Supreme Court, Kings County
Nov 8, 2021
2021 N.Y. Slip Op. 32227 (N.Y. Sup. Ct. 2021)

Opinion

Index 113/21

11-08-2021

VINCENT SCARCELLA, ANASTASIA BLYAKHER, GARY DANIELS, OLGA SCARCELLA, and LUBA SEMENOV, Petitioners, v. THE SEA GATE ASSOCIATION, Respondent.


Unpublished Opinion

HON. KAREN B. ROTHENBERG, J. S. C.

The following e-filed papers read herein: NYSCEF Nos.:

Notice of Motion/Order to Show Cause/ Petition/Cross Motion and Affidavits (Affirmations) Annexed 3, 10-11

Opposing Affidavits (Affirmations) 11, 23, 29

Affidavits/ Affirmations in Reply 32

Other Papers: Affidavit in Support 23

Pro se Petitioners Vincent Scarcella, Anastasia Blyakher, Gary Daniels, Olga Scarcella and Luba Semenov commenced this proceeding, by order to show cause (OSC) and petition, seeking the following relief: (a) removal of each member of the Board of Directors of respondent Sea Gate Association; (b) an injunction enjoining each member of the Board of Directors from future service as an officer, director, trustee or fiduciary of any not-for-profit or charitable organization incorporated or authorized to conduct business in New York State; (c) a forensic audit of respondent's financial data and documentation for the fiscal and calendar years ending 2017, 2018, 2019 and 2020, with results reported to the court; (d) appointment of a temporary Trustee with legal authority to manage and operate respondent until such time as a new Board of Directors is elected to perform such duties; (e) an injunction enjoining any current or past member of respondent's Board of Directors or any of its representatives or agents from altering, changing, amending, moving, removing and/or destroying any documentation belonging to respondent, whether located in respondent's office or at any other location; (f) formation of an advisory committee comprised of four of the named petitioners to act, on a non-paid basis, in an advisory and consulting capacity for the benefit of the Trustee; (g) an injunction enjoining respondent from entering into any new contractual agreements until such time as the Trustee reviews and approves such potential agreement(s); and (h) an order directing an election, to be supervised by the Trustee, for a new Board of Directors.
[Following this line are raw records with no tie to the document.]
PR #15923, opened 2022-06-29
chore: fix "Public API Changes" bot (#15883) [backport to 4.3.x]

Platonn:
**Improvements**:
- make the "Public API changes" bot back working in CI (get rid of all the errors in the script)
  - side effect: reduce the time of executing "Public API changes" bot from 2h back to ~30min (see [test PR](https://github.com/SAP/spartacus/actions/runs/2580268027))
- reduced the warnings noise in logs:
  - disabled API-extractor warnings not relevant in our project, e.g. [warning for missing release tags like alpha/beta/internal/public in our TSDocs](https://api-extractor.com/pages/messages/ae-missing-release-tag/),
  - disabled API-extractor warnings about missing exports, because sometimes caused false-positive warnings e.g. when an interface is exported, but from a different library
  - disabled all warnings from TSDocs parser (checking the syntax of TSDocs is not in scope of our breaking changes detection bot; generated ~30k warnings per script execution before)
- reduced the warnings noise in the report comment:
  - API Extractor warnings are not printed to the report comment, but only in the console of the script - to avoid fake reports because of a different file path, for example:
     ```diff
     -// /github/workspace/branch-clone/dist/<...file path> - <warning message>
     +// /github/workspace/dist/<...file path> - <warning message>
    ```

**Changes**:
- analyze d.ts instead of TS files in dependent libraries (e.g. when finding `import {X} from '@spartacus/core'`, analyze `dist/core/.../.d.ts` instead of `/projects/core/.../.ts`)
- disable api-extractor warning of type `ae-missing-release-tag` and `ae-forgotten-export`
- disable all TSDoc warnings (of type `tsdocMessageReporting`)
- disable reporting warnings in the markdown report, but leave them in the script console output
- add explicit return type for `APP_INITIALIZER`s that returned `()=>Promise<Config>` - to avoid api-extractor error `ERROR: Failed to fetch entity for import() type node: import("@spartacus/core").Config`
  - by the way, I added also missing return types for other `APP_INITIALIZER`s, which was not essential for this PR
- by the way, removed some redundant JSDoc notices `@member` from `occ-models.ts` - which caused warnings in api-extractor and were redundant

**Implementation notes**:
Previously for API Extractor tool we used the tsconfig with path mappings to source code (e.g. for resolving an import from `@spartacus/core` it looked up the source code TS files in `projects/core/*`).

According to https://api-extractor.com/pages/messages/ae-wrong-input-file-type/ , it seems that we were using the api-extractor tool not in a way that the tool's authors assumed. We analyzed TS files (only in dependency packages), but api-extractor expects to analyze d.ts

Moreover, since API Extractor v7.24.0 (released 2022-05-14), analyzing TS files throws an error (see [changelog](https://github.com/microsoft/rushstack/blob/main/apps/api-extractor/CHANGELOG.md#7240) and [troubleshooting page](https://api-extractor.com/pages/messages/ae-wrong-input-file-type/)), which caused our CI script for api-extractor to fail since 2022-05-14.

In this PR, we start using the "production" version of `tsconfig` (`tsconfig.app.prod.json` instead of `tsconfig.json`), which uses `"paths"` mapping to the `/dist` folder, which contains d.ts files.

### DIFF
--- a/projects/core/src/cart/cart-persistence.module.ts
+++ b/projects/core/src/cart/cart-persistence.module.ts
@@ -2,13 +2,14 @@ import { APP_INITIALIZER, ModuleWithProviders, NgModule } from '@angular/core';
 import { ActionReducer, MetaReducer, META_REDUCERS } from '@ngrx/store';
 import { tap } from 'rxjs/operators';
 import { ConfigInitializerService } from '../config/config-initializer/config-initializer.service';
+import { Config } from '../config/config-tokens';
 import { MultiCartStatePersistenceService } from './services/multi-cart-state-persistence.service';
 import { activeCartInitialState } from './store/reducers/multi-cart.reducer';
 
 export function cartStatePersistenceFactory(
   cartStatePersistenceService: MultiCartStatePersistenceService,
   configInit: ConfigInitializerService
-) {
+): () => Promise<Config> {
   const result = () =>
     configInit
       .getStable('context')
--- a/.github/api-extractor-action/api-extractor.json
+++ b/.github/api-extractor-action/api-extractor.json
@@ -305,8 +305,19 @@
      */
     "extractorMessageReporting": {
       "default": {
-        "logLevel": "warning"
-        // "addToApiReportFile": false
+        "logLevel": "warning",
+        "addToApiReportFile": false
+      },
+
+      // Spartaus: currently we don't use the release tags @alpha/@beta/@internal/@public in our JSDocs:
+      "ae-missing-release-tag": {
+        "logLevel": "none"
+      },
+
+      // Spartacus: disabled due to false-positive warnings e.g. when an interface is exported, but from a different library
+      "ae-forgotten-export": {
+        "logLevel": "none",
+        "addToApiReportFile": false
       }
 
       // "ae-extra-release-tag": {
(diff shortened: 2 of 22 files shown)


projects/core/src/cart/cart-persistence.module.ts
```diff
@@ -2,13 +2,14 @@ import { APP_INITIALIZER, ModuleWithProviders, NgModule } from '@angular/core';
...
 import { ConfigInitializerService } from '../config/config-initializer/config-initializer.service';
+import { Config } from '../config/config-tokens';
 import { MultiCartStatePersistenceService } from './services/multi-cart-state-persistence.service';
 import { activeCartInitialState } from './store/reducers/multi-cart.reducer';
 
 export function cartStatePersistenceFactory(
   cartStatePersistenceService: MultiCartStatePersistenceService,
   configInit: ConfigInitializerService
-) {
+): () => Promise<Config> {
```
Platonn, line 12: Headsup: In `develop` this file is placed in the new cart lib. But in 4.3.x it still lives in the core lib.
See the [corresponding file](https://github.com/SAP/spartacus/pull/15923/files#diff-b7392b6530ed0e2819d57bac03344b40f9e03b3f2d7a6c5c5c7e3afa739b3819) in the original PR to develop.

No action needed.

bgambocjaviniar (approved):

PR #17825, opened 2023-09-13
feat: disable SSR in smartedit

kpawelczak:


pawelfras (approved):

pawelfras:
Regarding the default resolver itself, I'm wondering whether we should add official information about another resolve, how to use it and for which params/urls we're disabling SSR by default. Let's discuss with Kris

PR #17827, opened 2023-09-13
CXSPA-4705 Take quote/cart link from OCC

ChristophHi:


feature-libs/quote/root/guards/quote-cart.service.spec.ts
```diff
@@ -1,48 +1,77 @@
...
 
-  describe('setQuoteId', () => {
-    it('should trigger emission of new quote id', (done) => {
-      quoteCartService.setQuoteId(QUOTE_CODE);
+  describe('setCheckoutActive', () => {
+    it('should trigger emission of new state', (done) => {
+      quoteCartService.setCheckoutAllowed(true);
+      quoteCartService.isCheckoutAllowed().subscribe((isAllowed) => {
+        expect(isAllowed).toBe(true);
+        done();
```
Uli-Tiger: done is not required here - as all the mocks used emit immediately using of() operator, etc.
so the test runs through sequentially without any real asynchronicity.
Same is  true for the following tests.

Uli-Tiger:
seems like the PR breaks the edit quote case.
1) login as gi sun.
2) open an existing draft quote
3) make sure your cart is not link to a quote (e.g click on new cart in quote details) and open the draft again
4) click on edit
issue: the mini cart quantity updates from 0 to the quantity of the quote, so it seems that the cart is indeed linked with the quote, **but the quote remains in read-only mode.**

Uli-Tiger (changes requested):
see also my remark regarding the edit mode

ChristophHi:
> seems like the PR breaks the edit quote case.
> 
> 1. login as gi sun.
> 2. open an existing draft quote
> 3. make sure your cart is not link to a quote (e.g click on new cart in quote details) and open the draft again
> 4. click on edit
>    issue: the mini cart quantity updates from 0 to the quantity of the quote, so it seems that the cart is indeed linked with the quote, **but the quote remains in read-only mode.**

Cannot reproduce it. Please verify you are using the correct commerce backend release

Uli-Tiger (approved):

Respondent cross-moves for an order: (1) pursuant to CPLR 217 and CPLR article 78, dismissing petitioner's petition as time-barred; (2) pursuant to CPLR 3211 (a) (10), 1001, 1003 and Not-For-Profit Corporations Law (N-PCL) § 618, dismissing the petition for failing to join necessary parties; (3) pursuant to CPLR 3211 (a) (7), 3013 and 3014, dismissing the petition for failing to state a cause of action; and (4) to the extent applicable, pursuant to CPLR 3016, dismissing the petition for failure to plead with particularity.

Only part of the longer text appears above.